Enable code execution:
```bash
lm_eval --model hf \
  --model_args pretrained=model-name \
  --tasks humaneval \
  --allow_code_execution  # Required for HumanEval
```

## Advanced topics

**Benchmark descriptions**: See [references/benchmark-guide.md](references/benchmark-guide.md) for detailed description of all 60+ tasks, what they measure, and interpretation.

**Custom tasks**: See [references/custom-tasks.md](references/custom-tasks.md) for creating domain-specific evaluation tasks.

**API evaluation**: See [references/api-evaluation.md](references/api-evaluation.md) for evaluating OpenAI, Anthropic, and other API models.
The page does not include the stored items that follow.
PR #544, opened 2016-05-25
Update School Deployment grid

alexsoble:
+ Add emoji to reflect the fact that Uri Harel is in the proess of training / onboarding ESCS principal and admins onto the tool


erose:
😆 at use of the phrase "add emoji to reflect the fact that ...".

**Multi-GPU strategies**: See [references/distributed-eval.md](references/distributed-eval.md) for data parallel and tensor parallel evaluation.

## Hardware requirements

- **GPU**: NVIDIA (CUDA 11.8+), works on CPU (very slow)
- **VRAM**:
  - 7B model: 16GB (bf16) or 8GB (8-bit)
  - 13B model: 28GB (bf16) or 14GB (8-bit)
  - 70B model: Requires multi-GPU or quantization
- **Time** (7B model, single A100):
  - HellaSwag: 10 minutes
  - GSM8K: 5 minutes
  - MMLU (full): 2 hours
  - HumanEval: 20 minutes

## Resources

- GitHub: https://github.com/EleutherAI/lm-evaluation-harness
- Docs: https://github.com/EleutherAI/lm-evaluation-harness/tree/main/docs
- Task library: 60+ tasks including MMLU, GSM8K, HumanEval, TruthfulQA, HellaSwag, ARC, WinoGrande, etc.
- Leaderboard: https://huggingface.co/spaces/HuggingFaceH4/open_llm_leaderboard (uses this harness)



Overview

This skill evaluates large language models across 60+ academic benchmarks including MMLU, GSM8K, HumanEval, TruthfulQA, and HellaSwag. It provides standardized prompts, metrics, and reproducible outputs used by major labs and research groups. The harness supports HuggingFace models, vLLM for faster inference, and API-backed models for consistent comparisons.

How this skill works

The harness runs a suite of tasks with standardized templates and metrics, saving per-task results and raw predictions to JSON. It can evaluate local checkpoints, HuggingFace weights, quantized models, vLLM backends, or API models. You configure tasks, few-shot settings, device/batch parameters, and optional code execution for code benchmarks like HumanEval. Outputs are organized for plotting, comparison tables, and reporting.

When to use it

  • Benchmark model quality for papers, reports, or release notes.
  • Compare multiple models across the same standardized tasks.
  • Track training checkpoints and plot learning curves over time.
  • Run fast, repeatable evaluations using vLLM or quantized weights.
  • Validate code-generation performance with HumanEval or MBPP.

Best practices

  • Use the recommended standard suite (mmlu,gsm8k,hellaswag,truthfulqa,arc_challenge) for release evaluations.
  • Run frequent lightweight checks (HellaSwag, GSM8K, PIQA) during training and full MMLU less often.
  • Set --num_fewshot consistently across experiments (5-shot is common) for fair comparisons.
  • Use vLLM or 8-bit/4-bit quantization to reduce runtime and memory costs.
  • Save raw predictions and stderr values to reproduce and inspect failure cases.

Example use cases

  • Automate checkpoint evaluations every N training steps and plot MMLU accuracy over time.
  • Compare four candidate models on MMLU, GSM8K, HellaSwag, and TruthfulQA and generate a comparison table.
  • Run HumanEval with code execution enabled to measure Python generation and exact-match rates.
  • Switch to the vLLM backend for a 5–10× speedup on large benchmark runs.
  • Evaluate API-hosted models using the same prompts and metrics for apples-to-apples comparisons.

FAQ

Can I evaluate quantized or 4-bit models?

Yes. Pass quantization args (load_in_8bit/4bit) via --model_args and adjust device/batch settings to fit memory.

How do I speed up long runs like MMLU?

Use vLLM backend, reduce few-shot examples, or run a subset of MMLU (e.g., STEM subjects) to shorten runtime.